Exercise:
All that should appear is the run of lines from the one containing "mideleg is at 0x303; medeleg is at 0x302." through the end of the records, each repeated exactly.

**** Information supplied

PR #52, opened 2020-06-25
Add CSR register `medeleg`; small doc fix

luojia65:
mideleg is at 0x303; medeleg is at 0x302.

### DIFF
--- a/src/register/medeleg.rs
+++ b/src/register/medeleg.rs
@@ -1,0 +1,148 @@
+//! medeleg register
+
+use bit_field::BitField;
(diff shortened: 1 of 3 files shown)


Disasm:
Good catch, thank you! Could you change the doc comments for `medeleg` so that they are written in CamelCase too?

luojia65:
@Disasm Thank you! I've updated documents for `medeleg` to uppercase words.

Disasm:
Seems like rustfmt test failed.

********

Response to this exercise:
mideleg is at 0x303; medeleg is at 0x302.

### DIFF
--- a/src/register/medeleg.rs
+++ b/src/register/medeleg.rs
@@ -1,0 +1,148 @@
+//! medeleg register
+
+use bit_field::BitField;
(diff shortened: 1 of 3 files shown)


Disasm:
Good catch, thank you! Could you change the doc comments for `medeleg` so that they are written in CamelCase too?

luojia65:
@Disasm Thank you! I've updated documents for `medeleg` to uppercase words.

Disasm:
Seems like rustfmt test failed.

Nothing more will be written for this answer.